Il s’agit donc d’une opération critique qui cherche à mettre en lumière la persistance, tout au long des siècles, d’une sorte de modalité que revêt tout discours et qui suppose des règles bien plus spécifiques qu’on ne pourrait le croire pour chaque époque et pour chaque société. Ces règles changent et se modifient, mais survivent aussi et se perpétuent de manière surprenante.
Dans cette perspective, nous pourrions dire que le comique tire ses matériaux d’un terrain idéologique commun partagé avec son public, « un accord idéologique basique » (Steimberg, 2013). Nous assistons ainsi à un « effet de reconnaissance », instaurant une complicité entre auteur et lecteur. Cette reconnaissance – qui constitue l’un des aspects essentiels de tout effet idéologique (Verón, 1979, p. 106) – entraîne un double résultat : celui de l’inclusion du lecteur qui fait alors partie de l’univers culturel du producteur et devient ainsi son « complice » ; et celui de l’exclusion de ceux qui ne possèdent pas la connaissance préalable nécessaire. Or, même dans ce dernier cas – celui du lecteur non familiarisé avec le code – l’effet de reconnaissance subsiste. Le lecteur ou le spectateur d’une blague peut retrouver un présupposé idéologique qu’il ne connaît pas à partir de la blague elle-même. Ou, suivant les paroles d’Eco : si le comique enfreint une règle implicite, même le lecteur ou le spectateur non familiarisé avec cette règle peut la recomposer à partir de la blague. Ces présupposés revêtent une importance cruciale pour articuler les imaginaires nationaux d’identité sur un point fondamental : celui des défauts avec lesquelles s’identifient les individus de cette nationalité. Défauts, qui par l’effet de ces discours, se voient reconnus comme évidents. Nous reviendrons plus tard sur ce point.
De son côté, la caractéristique principale de l’humoristique est que le discours se sépare de lui-même : ce qui est dit (ou dessiné ou joué) dans l’humour est dit à distance de ce qui est dit. C’est pourquoi la virtualité humoristique la plus radicale et la plus profonde consiste à rendre risible l’humour lui-même en raison de son impuissance face à la souffrance humaine. En ce sens, au contraire du comique, l’humour établit une relation critique consciente et explicite avec cet « accord idéologique ».

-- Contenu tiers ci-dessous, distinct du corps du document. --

PR #296, opened 2019-12-23
[Makefile] [maybe] Allow to pass any option to neuro-run commands

ayushkovskiy:
Not sure if it's a good idea.

Motivation: 
1. For [hyper-parameter search](https://github.com/neuromation/ml-recipe-hyper-search/compare/dev), we need to pass `--no-wait-start`. 
2. Also, we already have `HTTP_AUTH`. 

So maybe it's better to merge all these extra options to a single variable, `NEURO_RUN_EXTRA_OPTIONS`? I'm in doubts.

TODO: if this idea is accepted, we need to get rid of `HTTP_AUTH` in this very PR.

### DIFF
--- a/tests/e2e/test_e2e_template.py
+++ b/tests/e2e/test_e2e_template.py
@@ -443,6 +443,18 @@ def test_make_download_results() -> None:
 
 
 @pytest.mark.run(order=STEP_RUN)
+def test_make_train_extra_option_works(env_neuro_run_timeout: int) -> None:
+    run(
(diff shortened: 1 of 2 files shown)


mariyadavydova:
I don't see a problem we are solving here. `HTTP_AUTH` speaks for itself. `NEURO_RUN_EXTRA_OPTIONS` makes reading Makefile even harder. I wouldn't change anything here for now.

ayushkovskiy:
ok

PR #297, opened 2019-12-23
[Makefile] Fix `make setup` UX issue

ayushkovskiy:
1. Closes https://github.com/neuromation/cookiecutter-neuro-project/issues/242
2. Runs `neuro mkdir` with parameter `--parent` during `make setup`

### DIFF
--- a/{{cookiecutter.project_slug}}/Makefile
+++ b/{{cookiecutter.project_slug}}/Makefile
@@ -97,7 +97,12 @@ help:
 
 .PHONY: setup
 setup: ### Setup remote environment
-	$(NEURO) kill $(SETUP_JOB) >/dev/null 2>&1
+	$(NEURO) mkdir -p $(PROJECT_PATH_STORAGE) \
+		$(PROJECT_PATH_STORAGE)/$(CODE_DIR) \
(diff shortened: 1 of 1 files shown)


{{cookiecutter.project_slug}}/Makefile
```diff
@@ -97,7 +97,12 @@ help:
 
 .PHONY: setup
 setup: ### Setup remote environment
-	$(NEURO) kill $(SETUP_JOB) >/dev/null 2>&1
+	$(NEURO) mkdir --parents $(PROJECT_PATH_STORAGE) \
```
mariyadavydova: Oh yeah! I knew, there should have been an option for that 😀

Actually, if there is such an option, let's better update the `upload-*` and `clean-*` targets:
* Create a directory with `--parents` on each upload.
* Remove a directory on each clean.
* Create only a project root directory during the setup.

ayushkovskiy: > Remove a directory on each clean

I disagree: recently, we changed `clean-*` targets not to remove the whole directory, but only the content, in order to preserve project's structure. So let's discuss it.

Cette différence est visible dans les images 1 et 2, construites à partir d’opérations discursives relativement semblables consistant toutes deux en la transformation d’un discours préalable. Dans le premier cas, de nature comique, le discours sérieux (la marque Coca-Cola) est altéré en vue de provoquer un effet risible. Le destinataire rit car il reconnaît la règle qui se trouve altérée, mais cette règle (la marque Coca-Cola) demeure intacte. Dans le deuxième cas, le renvoi à la marque est nettement moins clair et il n’est plus possible de savoir avec certitude de qui se moque l’image. Le sens réside en un point indicible, propre au discours humoristique. Il s’agit en outre d’un cas d’humour noir, cas, selon nous, paradigmatique de l’humour.

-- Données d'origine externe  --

PR #58, opened 2022-03-11
rename android and try into android device, fix packages

ramirobg94:


android/app/BUCK
```diff
@@ -35,12 +35,12 @@ android_library(
 
 android_build_config(
     name = "build_config",
-    package = "com.arenamobile",
+    package = "org.openforis.collect.arena",
```
SteRiccio, line 38: should the package name be `arena` or `arena-mobile`?

ramirobg94: What do you prefer?

SteRiccio: I think Arena mobile should be OK, to avoid confusion with the desktop app.
But actually I don't know, if you have modified it already, keep it as it is, just arena, hoping that it won't be a problem in a near future with the other imported packages like arena-core, right?!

L’hypothèse sous-jacente serait donc que le comique et le discours comique contribuent à consolider les imaginaires d’identité avec lesquels une communauté déterminée se reconnaît elle-même et en même temps reconnaît l’autre qui l’excède et la délimite. C’est ce qui se produit à un niveau immédiat, « paroissial », comme le dit Bergson, mais aussi au niveau d’une nation. Ceci, à travers l’effet de reconnaissance déjà mentionné ainsi que les thèmes et les topiques abordés. Dans le cas des discours comiques, c’est-à-dire, des manifestations plus professionnelles et institutionnalisées du rire, les comédiens parviennent parfois à incarner les manières dont pense une classe sociale déterminée, devenant les porte-paroles du « sentiment national ».

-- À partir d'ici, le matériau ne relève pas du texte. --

PR #63, opened 2022-03-22
Fix cycle dependency screen

ramirobg94:
This fix a cycle dependency


src/screens/Home/screen.js
```diff
@@ -1,46 +1,25 @@
...
 import Header from 'arena-mobile-ui/components/Header';
 import Layout from 'arena-mobile-ui/components/Layout';
 import baseStyles from 'arena-mobile-ui/styles';
 import NavigateToSettings from 'navigation/components/NavigateToSettings';
-import {selectors as userSelectors} from 'state/user';
 
-import LoggedInAs from './components/LoggedInAs';
-import NotLoggedIn from './components/NotLoggedIn';
+import Survey from './components/Survey';
+import User from './components/User';
```
ramirobg94, line 10: It is going to be added into future commits, I will open a WIP pr to put all the surveys handling there

SteRiccio (approved):

src/screens/Home/screen.js
SteRiccio: I would rename the components into SurveyView or UserView just to avoid collisions with the Survey and User types in arena-core... But let's see when you will use them.

PR #65, opened 2022-03-25
Fix home

ramirobg94:


src/arena-mobile-ui/components/EmptyBlock/component.js
```diff
@@ -0,0 +1,31 @@
+import * as React from 'react';
+import {View, Text} from 'react-native';
+
+import Button from 'arena-mobile-ui/components/Button';
+import Card from 'arena-mobile-ui/components/Card';
+import baseStyles from 'arena-mobile-ui/styles';
+
+import styles from './styles';
+
+const EmptyBlock = ({title, info, ctaLabel, onPress}) => {
```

En revanche, selon ces réflexions, sa contrepartie, l’humour, ne pourrait contribuer à construire aucune identification, parce qu’il agit justement en tant que destructeur de toute identification. Cependant l’humoristique peut très bien être le germe d’une possible construction identitaire se fondant sur un vide du sujet de l’énonciation. Dans un autre travail, nous avons tenté de montrer comment les classes populaires se voient souvent elles-mêmes à partir de l’humour, en s’identifiant à ce que le discours hégémonique a à dire d’elles, et en menant quelquefois cette identification à l’extrême. Cela peut même se produire dans les cas les plus extrêmes, dans l’humour noir et dans l’humour absurde.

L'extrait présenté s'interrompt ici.